私は映画批評で時折見かける「許す」という言葉が嫌いだ。これを使い始めた蓮實重彦はともかくとして、それより若い世代の映画批評家がこの言葉を使うのを見ると、悪い冗談としか思えないし、鈍感さを伴った傲慢さしか感じない(試みにこのブログで「許す」という言葉を検索してみたら、三件ほどヒットしたが、いずれも作品や映画作家に対して使われたものではなかったのでひと安心した)。逆に私が好きなのは「許せない」という言葉である。「許す」という言葉が、映画作家を見下す虚構の位置に身を置く映画批評家の傲慢さしか感じさせないのに対し(だったら自分で撮ってみればいいのだ!)、「許せない」という言葉はどこか地に足がついている感じがするし、パンクだ。

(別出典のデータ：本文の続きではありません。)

PR #33894, opened 2025-05-27
[bitnami/kube-prometheus] add thanos ruler CR

### LINKED ISSUE #28525: [bitnami/thanos] Add integration for Thanos Ruler with PrometheusRule via ruleSelector
### Name and Version

bitnami/thanos latest

The current configuration only allows Ruler to interact with recordings and alertings via configmap, a big no if a project is already running hundreds of records of PrometheusRules to manage Prometheus records and alerts.

Just like in the kube-prometheus-stack, using [rulerSelector](https://github.com/prometheus-community/helm-charts/blob/main/charts/kube-prometheus-stack/values.yaml#L4467) for discovering rules will make the overall experience much more easier to automate.

Using the kube-prometheus-stack just to deploy the Thanos Ruler, which wouldn’t be the best option…

### LINKED ISSUE #32826: [bitnami/thanos] Support creation of ThanosRuler
### Name and Version

bitnami/thanos

Currently, Thanos Ruler can be only be deployed in `thanos` chart by means of a [Statefulset](https://github.com/bitnami/charts/blob/main/bitnami/thanos/templates/ruler/statefulset.yaml).

Prometheus Operator supports creation of Thanos Ruler [using a CR](https://prometheus-operator.dev/docs/api-reference/api/#monitoring.coreos.com/v1.ThanosRuler).

Using a CR takes away complexity from the Statefulset, but also allows the usage of [PrometheusRule](https://prometheus-operator.dev/docs/api-reference/api/#monitoring.coreos.com/v1.PrometheusRule) objects to define rules in a more flexible manner (using rule selectors to state which Thanos Ruler is the target for a given rule).

This is already the way [kube-prometheus-stack deploys it](https://github.com/prometheus-community/helm-charts/blob/main/charts/kube-prometheus-stack/templates/thanos-ruler/ruler.yaml).

This issue relates to https://github.com/bitnami/charts/issues/28525

Given we probably don't want to get rid of the Satefulset deployment for backwards compatibility, we should probably add a new template to deploy it using the `ThanosRuler` CR, and then put it behind a feature flag that selects how ruler will be deployed.

Having the CR created as additional resources, but it is not pretty since the auxiliary resources (secret, service, etc...) are controlled by the same feature flag that enables ruler.

We could maybe change that logic to allow creating all those resources but skipping Statefulset creation (and then one can add the CR as extra manifests), but I think having the CR inside as an option would be a best choice.

kir4h:
### Description of the change

This PR adds support for creating a [ThanosRuler CR](https://prometheus-operator.dev/docs/getting-started/design/#thanosruler).

`ThanosRuler` is already available as a `Statefulset` on [Bitnami Thanos chart](https://github.com/kir4h/bitnami-charts/tree/main/bitnami/thanos/templates/ruler), but there is no option to create it using the CRD deployed by Prometheus Operator. After some brainstorming on https://github.com/bitnami/charts/issues/32826 , the decision was to [add it as part of kube-prometheus chart](https://github.com/bitnami/charts/issues/32826#issuecomment-2817796931).

cc @juan131 

### Benefits

Using a CR for Thanos ruler takes away complexity from the Statefulset, but also allows the usage of [PrometheusRule](https://prometheus-operator.dev/docs/api-reference/api/#monitoring.coreos.com/v1.PrometheusRule) objects to define rules in a more flexible manner (using rule selectors to state which Thanos Ruler is the target for a given rule, or allowing to decouple the deployment of rules from ruler itself).

This is already the way [kube-prometheus-stack deploys it](https://github.com/prometheus-community/helm-charts/blob/main/charts/kube-prometheus-stack/templates/thanos-ruler/ruler.yaml).

### Possible drawbacks

None that I can think of.

### Applicable issues

- fixes #32826 
- fixes #28525

### Additional information

I have done some rendering tests with different configurations and a basic deployment test with:

* [Thanos chart](https://github.com/bitnami/charts/tree/main/bitnami/thanos) with default values
* This chart with default values, but enabling ruler

```console
❯ helm ls
NAME           	NAMESPACE	REVISION	UPDATED                              	STATUS  	CHART                 	APP VERSION
kube-prometheus	default  	3       	2025-05-20 09:46:41.319475 +0200 CEST	deployed	kube-prometheus-11.2.0	0.82.2
thanos         	default  	3       	2025-05-13 08:26:18.067957 +0200 CEST	deployed	thanos-16.0.6         	0.38.0
```

Values used for kube-prometheus

```yaml
thanosRuler:
  enabled: true
  queryConfig:
    config:
    - static_configs:
      - "dnssrv+_http._tcp.thanos-query.default.svc.cluster.local"
```

Ruler running

```console
❯ k get po | grep ruler
thanos-ruler-kube-prometheus-thanos-ruler-0           2/2     Running   4 (23h ago)   7d
```

Ruler UI looks as expected

image

image

### Checklist


bitnami/kube-prometheus/values.yaml
```diff
@@ -3307,3 +3307,565 @@ kubeProxy:
...
+    ##         basic_auth:
+    ##           username: some_user
+    ##           password: some_pass
+    ##       static_configs:
+    ##         - alertmanager.thanos.io
+    ##       scheme: http
+    ##       timeout: 10s
+    ##       api_version: v2
+    ##
+    config: {}
```
juan131, line 3686: Shouldn't this configuration be auto-generated base on `alertmanager.*` parameters?

bitnami/kube-prometheus/values.yaml
```diff
@@ -3307,3 +3307,565 @@ kubeProxy:
...
+  ## @param thanosRuler.initContainers InitContainers allows adding initContainers to the pod definition
+  ## Those can be used to e.g. fetch secrets for injection into the ThanosRuler configuration from external sources.
+  ##
+  initContainers: []
+  ## @param thanosRuler.priorityClassName Priority class assigned to the Pods
+  ##
+  priorityClassName: ""
+  ## @param thanosRuler.portName Port name used for the pods and governing service. Defaults to web
+  ##
+  portName: "web"
```
juan131, line 3862: Default value not required in parameter description
```suggestion
  ## @param thanosRuler.portName Port name used for the pods and governing service
  ##
  portName: web
```

juan131 (changes requested):
Thanks so much for this amazing contribution, we really appreciate it! Please take a look to my comments when you have a chance.

bitnami/kube-prometheus/Chart.yaml
```diff
@@ -51,4 +51,4 @@ maintainers:
 name: kube-prometheus
 sources:
 - https://github.com/bitnami/charts/tree/main/bitnami/kube-prometheus
-version: 11.1.13
+version: 11.2.0
```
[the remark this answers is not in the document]
kir4h: > Ensure you add the new container image under `annotations.images`

Thanos uses a single binary, so also a single docker image. The image was already present at https://github.com/bitnami/charts/blob/main/bitnami/kube-prometheus/Chart.yaml#L15-L16 since it's used for Thanos sidecar. 

I am not sure of the purpose of the key under `annotation.images` ; I think as it's metadata it's used for chart info so that entry should cover every usage of the image (please let me wrong if otherwise and I need to add an extra entry with different key)

bitnami/kube-prometheus/templates/thanos-ruler/networkpolicy.yaml
```diff
@@ -0,0 +1,113 @@
...
+        - port: 53
+          protocol: TCP
+    # Communicate with other ruler instances via headless service
+    - ports:
+        - port: {{ .Values.thanosRuler.containerPorts.http }}
+        - port: {{ .Values.thanosRuler.containerPorts.grpc }}
+      to:
+        - podSelector:
+            matchLabels: {{ include "common.labels.matchLabels" ( dict "customLabels" $podLabels "context" $ ) | nindent 14 }}
+              app.kubernetes.io/component: thanos-ruler
```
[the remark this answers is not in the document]
kir4h: Good point! I used Thanos chart as base, so I copied over that rule from https://github.com/bitnami/charts/blob/main/bitnami/thanos/templates/ruler/networkpolicy.yaml#L36-L43

But I see no reason why rulers should talk to each other, and haven't found any signs of it under Thanos docs. 
Since ruler is kind of a "piece of Prometheus", I checked Prometheus docs and on HA mode they don't talk to each other (https://promlabs.com/blog/2023/08/31/high-availability-for-prometheus-and-alertmanager-an-overview/). 

Additionally, ruler configuration doesn't include any argument related to service discovery of other rulers, so I'm removing this one. (and following lines since they reference minio, which is not part of this chart)

bitnami/kube-prometheus/values.yaml
```diff
@@ -3307,3 +3307,565 @@ kubeProxy:
...
+  ## Configure Container Security Context
+  ## ref: https://kubernetes.io/docs/tasks/configure-pod-container/security-context/#set-the-security-context-for-a-container
+  ## @param thanosRuler.containerSecurityContext.enabled Enable container security context
+  ## @param thanosRuler.containerSecurityContext.runAsUser User ID for the container
+  ## @param thanosRuler.containerSecurityContext.runAsNonRoot Enable running as non-root
+  ##
+  containerSecurityContext:
+    enabled: true
+    runAsUser: 1001
+    runAsNonRoot: true
```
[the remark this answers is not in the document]
kir4h: Thanks! missed adapting this one (kept the format from the other chart). I will adapt it.

Regarding `containerSecurityContext`, I've been reading and my preferred approach would be not to include it.
Rationale:
* Not supported directly by the operator. We currently do some strategic merge patching to include it
* From https://prometheus-operator.dev/docs/api-reference/api/#monitoring.coreos.com/v1.ThanosRulerSpec  
> The current container names are: thanos-ruler and config-reloader. Overriding containers is entirely outside the scope of what the maintainers will support and by doing so, you accept that this behaviour may break at any time without notice.
* Operator containers have some security restrictions already in place, which I think should cover most cases https://github.com/prometheus-operator/prometheus-operator/commit/d46ae5145ed96b69647741f79100326d2f2a4786

wdyt?

bitnami/kube-prometheus/values.yaml
kir4h: Definitely. Again, ported from Thanos chart, that didn't include Alertmanager.

I'm thinking of having:
* ability to inject config through existing secret (already in place)
* a default config that uses `alertmanager.*` parameters to point to alertmanager deployed by this chart

What I'm not sure about:
* should we add ability not to have any alertmanager config even if the chart deploys one?
* should we add ability to deploy a static config ignoring the one deployed by the chart? 

Both are edge cases in my mind, typically if you deploy an alertmanager and a ruler with this chart, you will want ruler to talk to that Alertmanager. But maybe there are scenarios and adding support for that will give more flexibility?

bitnami/kube-prometheus/values.yaml
```diff
@@ -3307,3 +3307,565 @@ kubeProxy:
...
+  ##     memory: 1024Mi
+  ## ref: https://kubernetes.io/docs/concepts/configuration/manage-compute-resources-container/
+  ##
+  resources: {}
+  ## @param thanosRuler.containerPorts.http HTTP container port
+  ## @param thanosRuler.containerPorts.grpc GRPC container port
+  ##
+  containerPorts:
+    http: 10902
+    grpc: 10901
```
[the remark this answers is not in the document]
kir4h: good catch! I need to inject them as `additionalArgs`

kir4h:
> Thanks so much for this amazing contribution, we really appreciate it! Please take a look to my comments when you have a chance.

Thanks for the quick review! Tough one to review since it's a long PR.
 I have started implementing the requested changes (applied all suggestions, need to finish some of the comments) will continue tomorrow morning

kir4h:
@juan131 I've submitted the changes.

Some comments:

* disabled alertmanager configuration on prometheus when thanos ruler is enabled ( I think it makes sense, since we don't want both sending the same alerts)
* ports are not exposed through the CR, so had to use the `additionalArgs` field. I think I need to refine the readme generator annotation, I added a skip and now defaults to "undefined", not sure what I should force default to in description (I could also hardcode these port values in the templates, and then concatenate `additionalArgs` leaving it empty by default if you think it's better
* for alertmanager config, I have added a third scenario 1) use existing secret if provided 2) use config if provided 3) fallback to chart alertmanager if alertmanager enabled

Regarding conversation resolution on this PR: should I resolve my self or let you do it?

bitnami/kube-prometheus/templates/thanos-ruler/networkpolicy.yaml
```diff
@@ -0,0 +1,113 @@
...
+    # Communicate with query-frontend
+    - ports:
+        - port: {{ .Values.queryFrontend.service.ports.http }}
+        - port: {{ .Values.queryFrontend.containerPorts.http }}
+      to:
+        - podSelector:
+            matchLabels: {{- include "common.labels.matchLabels" ( dict "customLabels" $podLabels "context" $ ) | nindent 14 }}
+              app.kubernetes.io/component: query-frontend
+
+    {{- end }}
```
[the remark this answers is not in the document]
juan131: Nope, feel free to skip the validation. Thanks for the details.

bitnami/kube-prometheus/templates/prometheus/prometheus.yaml
```diff
@@ -41,7 +41,7 @@ spec:
     alertmanagers:
     {{- if .Values.prometheus.alertingEndpoints }}
     {{- include "common.tplvalues.render" (dict "value" .Values.prometheus.alertingEndpoints "context" $) | nindent 6 }}
-    {{- else if .Values.alertmanager.enabled }}
+    {{- else if and .Values.alertmanager.enabled (not .Values.thanosRuler.enabled) }}
```
juan131: I think we should relax this and throw a warning instead (via `kube-prometheus.validateValues` helper). It's up to the user to configure alerts twice.

bitnami/kube-prometheus/templates/thanos-ruler/secret-alertmanager-config.yaml
```diff
@@ -0,0 +1,30 @@
...
+      {{- include "common.tplvalues.render" (dict "value" .Values.thanosRuler.alertmanagersConfig.config "context" $) | b64enc | nindent 4 }}
+    {{ else }}
+    alertmanagers:
+    - static_configs:
+      - {{ template "kube-prometheus.alertmanager.fullname" . }}.{{ include "common.names.namespace" . }}:{{ .Values.alertmanager.service.ports.http }}
+      scheme: http
+      timeout: 10s
+      api_version: v2
+      path_prefix: {{ .Values.alertmanager.routePrefix }}
+    {{- end }}
```
juan131, line 31: There are no credentials on this default configuration. I guess that, in this case, the configuration should be kept in a ConfigMap instead of a secret, does it make sense?

bitnami/kube-prometheus/values.yaml
juan131: > should we add ability not to have any alertmanager config even if the chart deploys one? should we add ability to deploy a static config ignoring the one deployed by the chart?

It's enough with what you did given a custom config can be achieved via existing secret.

bitnami/kube-prometheus/templates/thanos-ruler/service-headless.yaml
```diff
@@ -0,0 +1,33 @@
+{{- /*
+Copyright Broadcom, Inc. All Rights Reserved.
+SPDX-License-Identifier: APACHE-2.0
+*/}}
+
+{{- if and (.Values.thanosRuler.enabled) (.Values.thanosRuler.service.additionalHeadless) }}
```
juan131: No parenthesis required here:
```suggestion
{{- if and .Values.thanosRuler.enabled .Values.thanosRuler.service.additionalHeadless }}
```

bitnami/kube-prometheus/templates/thanos-ruler/thanosruler.yaml
```diff
@@ -0,0 +1,164 @@
...
+*/}}
+
+{{- if .Values.thanosRuler.enabled }}
+apiVersion: monitoring.coreos.com/v1
+kind: ThanosRuler
+metadata:
+  name: {{ template "kube-prometheus.thanosRuler.name" . }}
+  namespace: {{ include "common.names.namespace" . | quote }}
+  {{- $labels := include "common.tplvalues.merge" ( dict "values" ( list .Values.thanosRuler.service.labels .Values.commonLabels ) "context" . ) }}
+  labels: {{ include "common.labels.standard" ( dict "customLabels" $labels "context" $ ) | nindent 4 }}
```
juan131: We should include a `app.kubernetes.io/version` label based on the Thanos image version (instead of relying on Prometheus Operator one) and also removed the usage of `.Values.thanosRuler.service.labels` which is only intended for the service:
```suggestion
  {{- $versionLabel := dict "app.kubernetes.io/version" (include "common.images.version" (dict "imageRoot" .Values.thanosRuler.image "chart" .Chart)) }}
  {{- $labels := include "common.tplvalues.merge" (dict "values" (list .Values.commonLabels $versionLabel) "context" .) }}
  labels: {{ include "common.labels.standard" (dict "customLabels" $labels "context" .) | nindent 4 }}
```
Please note you can apply this to every manifest under `bitnami/kube-prometheus/templates/thanos-ruler` folder.

bitnami/kube-prometheus/values.yaml
```diff
@@ -3307,3 +3307,564 @@ kubeProxy:
...
+  ##
+  ruleSelector: {}
+  ## @param thanosRuler.evalInterval How frequently to evaluate rules
+  ##
+  evalInterval: "1m"
+  ## @param thanosRuler.clusterName Used to set the 'ruler_cluster' label
+  ##
+  clusterName: ""
+  ## @param thanosRuler.additionalArgs Additional arguments for the ThanosRuler container.
+  ## @skip thanosRuler.additionalArgs
```
juan131:
```suggestion
  ## @param thanosRuler.additionalArgs [array] Additional arguments for the ThanosRuler container.
```

bitnami/kube-prometheus/templates/prometheus/prometheus.yaml
kir4h: > I think we should relax this and throw a warning instead (via `kube-prometheus.validateValues` helper). It's up to the user to configure alerts twice.

Thinking about it again, that condition didn't make sense: It's ok for both to send alerts to Alertmanager, what we probably don't want is for them to handle the same alerts so I have instead added a validation for rule selectors.

`kube-prometheus.validateValues` throws an error (so more than a warning), is that ok?

bitnami/kube-prometheus/templates/thanos-ruler/secret-alertmanager-config.yaml
kir4h: Yes, default configuration does not hold any credentials (it could potentially include basic auth, but I haven't included an option for it aligning with what we do for Prometheus).

~I kept it as a secret to reuse the same resource we use when the config is provided, but I will move this to a configmap instead~

I just remembered why it's a secret. `alertmanagersConfig` in the CR is of type [secretKeySelector](https://kubernetes.io/docs/reference/generated/kubernetes-api/v1.31/#secretkeyselector-v1-core)  (see https://prometheus-operator.dev/docs/api-reference/api/#monitoring.coreos.com/v1.ThanosRulerSpec)

juan131: Good point! Keep it as it is then

bitnami/kube-prometheus/templates/prometheus/prometheus.yaml
juan131: Yes, it's okay to use `kube-prometheus.validateValues`

bitnami/kube-prometheus/templates/thanos-ruler/ingress.yaml
```diff
@@ -0,0 +1,59 @@
...
+*/}}
+
+{{- if and .Values.thanosRuler.enabled .Values.thanosRuler.ingress.enabled }}
+apiVersion: {{ include "common.capabilities.ingress.apiVersion" . }}
+kind: Ingress
+metadata:
+  name: {{ include "kube-prometheus.thanosRuler.fullname" . }}
+  namespace: {{ include "common.names.namespace" . }}
+  {{- $versionLabel := dict "app.kubernetes.io/version" (include "common.images.version" (dict "imageRoot" .Values.thanosRuler.image "chart" .Chart)) }}
+  {{- $labels := include "common.tplvalues.merge" (dict "values" (list .Values.commonLabels $versionLabel) "context" .) }}
```
juan131:
```suggestion
  {{- $labels := include "common.tplvalues.merge" (dict "values" (list .Values.thanosRuler.ingress.labels .Values.commonLabels $versionLabel) "context" .) }}
```

bitnami/kube-prometheus/templates/thanos-ruler/secrets-tls.yaml
```diff
@@ -0,0 +1,48 @@
+{{- /*
```
juan131, line 1: Please rename this file to `ingress-tls-secret.yaml`

bitnami/kube-prometheus/templates/thanos-ruler/service.yaml
```diff
@@ -0,0 +1,64 @@
...
+*/}}
+
+{{- if .Values.thanosRuler.enabled }}
+apiVersion: v1
+kind: Service
+metadata:
+  name: {{ include "kube-prometheus.thanosRuler.fullname" . }}
+  namespace: {{ include "common.names.namespace" . }}
+  {{- $versionLabel := dict "app.kubernetes.io/version" (include "common.images.version" (dict "imageRoot" .Values.thanosRuler.image "chart" .Chart)) }}
+  {{- $labels := include "common.tplvalues.merge" (dict "values" (list .Values.commonLabels $versionLabel) "context" .) }}
```
juan131:
```suggestion
  {{- $labels := include "common.tplvalues.merge" (dict "values" (list .Values.thanosRuler.service.labels .Values.commonLabels $versionLabel) "context" .) }}
```

bitnami/kube-prometheus/templates/thanos-ruler/servicemonitor.yaml
```diff
@@ -0,0 +1,48 @@
...
+*/}}
+
+{{- if and .Values.thanosRuler.enabled .Values.thanosRuler.serviceMonitor.enabled }}
+apiVersion: monitoring.coreos.com/v1
+kind: ServiceMonitor
+metadata:
+  name: {{ include "kube-prometheus.thanosRuler.fullname" . }}
+  namespace: {{ include "common.names.namespace" . }}
+  {{- $versionLabel := dict "app.kubernetes.io/version" (include "common.images.version" (dict "imageRoot" .Values.thanosRuler.image "chart" .Chart)) }}
+  {{- $labels := include "common.tplvalues.merge" (dict "values" (list .Values.commonLabels $versionLabel) "context" .) }}
```
juan131:
```suggestion
  {{- $labels := include "common.tplvalues.merge" (dict "values" (list .Values.thanosRuler.serviceMonitor.labels .Values.commonLabels $versionLabel) "context" .) }}
```

juan131 (commented):
This is almost ready! Just a few very minor comments

bitnami/kube-prometheus/values.yaml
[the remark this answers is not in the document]
juan131: Can we at least rename the parameters to be alike other components? We can simplify the object to only have the fields supported by the operator

kir4h:
> This is almost ready! Just a few very minor comments

apologies, did a copy paste on latest review (labels thing) without realizing I had to include the specific values on each of them.

I think I checked all the comments, but let me know if I missed any

juan131 (approved):
Amazing contribution! LGTM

前置きはさておき、「桃祭」の感想を。昨日、引用させてもらった筒井武文さんの文章がこれら作品群の肯定的な側面を見事にすくいあげていたので、私は悪玉に徹することにする。これを書くことでマドモアゼルたち(あ、一人はマダムか)に嫌われたりしないことを願いつつ、当人たちから批評のリクエストがあったのでそれに答える形で(まあこれも裏返しの愛だと思っていただければ幸い)。個人的には映画とそうでないものとの差異についていろいろと考えさせられた。

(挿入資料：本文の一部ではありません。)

PR #33951, opened 2025-05-28
[bitnami/external-dns] Fix bug with trailing comma in azure.json

### LINKED ISSUE #33882: azure.json cannot be parsed when working with workload identity
### Name and Version

bitnami/external-dns 8.8.3

Azure Kubernetes Services

We are using external-dns togehter with Azure DNS. external-dns authenticates using Azure workload identity.
After updating from 8.8.2 to 8.8.3 the external-dns pod crashes during startup with this error message:

`failed to read Azure config file '/etc/kubernetes/azure.json': failed to parse Azure config file '/etc/kubernetes/azure.json': invalid character '}' looking for beginning of object key string`

We use the following parameters with the helm chart, where `useWorkloadIdentityExtension` is causing the issue.

```yaml
azure:
  useWorkloadIdentityExtension: true
  resourceGroup: rg-name
  subscriptionId: our-subscription-id
  tenantId: our-tenant-id
```

This configuration results in the following JSON file stored in the chart's Kubernetes secret:

```json
{
  "tenantId": "our-tenant-id",
  "subscriptionId": "our-subscription-id",
  "resourceGroup": "rg-name",
  "useWorkloadIdentityExtension":  true,
}
```

Note the comma at the end of the last line. This is causing the issue. If I remove it and recreate the secret, the pod starts successfully.

With 8.8.3, using workload identity with Azure DNS should not cause the external-dns pod to crash.

### Additional information

The [_helpers.tpl](https://github.com/bitnami/charts/blob/main/bitnami/external-dns/templates/_helpers.tpl) defines the variable `"external-dns.azure-credentials"` which always adds `"useWorkloadIdentityExtension":  true,` when using workload identity, no matter if some more values are following.

Could a solution be to either add the line with or without a trailing comma, depending on whether the managed identity extension values are set afterwards? Is there even a scenario in which workload identity and managed identity can be used together?

MaxAnderson95:
This PR resolves #33882.

A breaking change was introduced in `external-dns` `0.17.0` which now (correctly) fails to parse a previously innocuous bug in how the `azure.json` was generated in this chart. Since the introduction of workload identity support in this chart (and likely before), the Azure credentials were generated by constructing a raw JSON string. When using only workload identity, this resulted in an invalid `azure.json` containing a trailing comma on the last key-value pair:

```json
{
  "tenantId": "11111111-1111-1111-1111-111111111111",
  "subscriptionId": "0000000-0000-0000-0000-000000000000",
  "resourceGroup": "foo-group",
  "useWorkloadIdentityExtension":  true,
}
```

In `external-dns` `0.16.1` this was apparently accepted as valid JSON and did not cause a parsing error. Since the upgrade to chart version `8.8.3` which included `external-dns` `0.17.0`, this is now causing a parsing error:

```
failed to read Azure config file '/etc/kubernetes/azure.json': failed to parse Azure config file '/etc/kubernetes/azure.json': invalid character '}' looking for beginning of object key string
```

### Description of the change

This PR uses the `toJson` helm function to dynamically generate the JSON object, eliminating the need to worry about key order or trailing commas.

### Benefits

The method is much cleaner rather than constructing a raw string.

### Possible drawbacks

One slight drawback is that *falsey* values now appear in the JSON object passed to `azure.json`. 

Before:
```json
{
  "tenantId": "11111111-1111-1111-1111-111111111111",
  "subscriptionId": "0000000-0000-0000-0000-000000000000",
  "resourceGroup": "foo-group",
  "useWorkloadIdentityExtension":  true,
}
```

After:
```json
{
  "aadClientId": "",
  "aadClientSecret": "",
  "cloud": "",
  "resourceGroup": "foo-group",
  "subscriptionId": "0000000-0000-0000-0000-000000000000",
  "tenantId": "11111111-1111-1111-1111-111111111111",
  "useManagedIdentityExtension": false,
  "useWorkloadIdentityExtension": true,
  "userAssignedIdentityID": ""
}
```

I tested in one of my test clusters and had no issues, and I also reviewed the [relevant parsing code](https://github.com/kubernetes-sigs/external-dns/blob/v0.17.0/provider/azure/config.go) and found no indication it would handle *falsey* values differently than non-existent keys. 

### Applicable issues

- Fixes #33882

### Checklist


bitnami/external-dns/templates/_helpers.tpl
```diff
@@ -168,33 +168,16 @@ region = {{ .Values.aws.region }}
...
-  {{- else if and .Values.azure.useManagedIdentityExtension (not .Values.azure.userAssignedIdentityID) }}
-  "useManagedIdentityExtension": true
-  {{- end }}
-}
+{{/*
+The object shape in the `values.yaml` and `azure.json` are identical, except for the key "secretName".
+This takes the entire .Values.azure object, removes the helm-specific key "secretName", 
+and passes the rest of the object directly to the `toJson` function.
+*/}}
+{{ omit .Values.azure "secretName" | toJson }}
```
pinkfloydx33, line 178: If falsey values are a concern, we can remove those values from the copy of the dict before serializing it

```
{{- $copy := omit .Values.azure "secretName" }} 
{{- range $k, $v := $copy }} 
{{- if empty $v }} 
{{- $_ := unset $copy $k }} 
{{- end }} 
{{- end }} 
{{ $copy | toJson }} 
```

Typed from my phone so may not be perfect, but you get the idea

MaxAnderson95: I considered that at first, but I thought about what happens if an additional `bool` property was added to the `.Values.azure` object in the future that has a default value of `true`, but the user explicitly sets it to `false`. This would strip the entire key out of the object. Maybe i'm overthinking it?

migruiz4 (commented):
Hi there!

Thank you for your contribution @MaxAnderson95! I agree that using `toJson` here is the way to go, but I'm worried about transforming the entire `.Values.azure` into `azure.json`.

In the future, extra values may be added under `.Values.azure` that we may not want to add into the azure.json and cause issues for existing deployments by accident.

I would rather keep logic similar to how it currently is:

- Build a dict from scratch.
- Add key-values individually.
- Then convert the dict using `toJson` (instead of printing it line by line as it currently is).

It is not as pretty, but it would give us better control over what is included in the final Json. 
If external-dns adds a new supported field for the `azure.json`, then we just need to add a new value to the values.yaml and update the helper.

bitnami/external-dns/templates/_helpers.tpl
pinkfloydx33: Oops... Good point about the explicitly false values. That's what I get for posting at 1am

MaxAnderson95:
@migruiz4 can you re-review this?

MaxAnderson95:
Sorry for the notification spam. I screwed up trying to fix a merge conflict. Anyway I think we're good now.

MaxAnderson95:
@migruiz4 sorry to bother, but do you mind re-reviewing the changes you requested? I keep having to re-base this PR because changes are being made in other branches.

今回、上映された5作品中、4作品が何らかの形で「家族」をテーマにしていたのは「症候」として興味深かった。彼女たちの表現衝動の根幹にこうしたものがあるということなのだろうか(あるいはそれは私の深読みかもしれない)。似通ったテーマの作品が並んでしまうと、題材の処理の仕方に個々の実力の差がはっきりでてしまうのは当然の理で、その点、このテーマを扱わなかった『座って!座って!』にとっては今回のラインナップは有利に作用したかもしれない。
『daughters』は、この作家が以前撮った『犬を撃つ』(カンヌのシネフォンダシオンに出品)の批評的リメイクとも言うべきもので、前作があの手この手を使って何かを「見せる」という演出に徹していたのに対し、ほぼ同じ題材を今度は不在の対象について登場人物たちが「語る」(あるいは「注釈する」)というデュラス的な手法がとられている(ただしデュラスの映画ほど映像とテクストの間のズレはない)。空間の把握の仕方が見事で、固定の長回しを主体とする画面(この作品のみスタンダード)も、抑制のきいた役者の演技と相俟って全くダレさせない。ただ欲を言えば、女優をもう少し魅力的に撮ればもっとよかった。監督の視線が隅々まで浸透しているのを感じさせたのは唯一この作品のみ。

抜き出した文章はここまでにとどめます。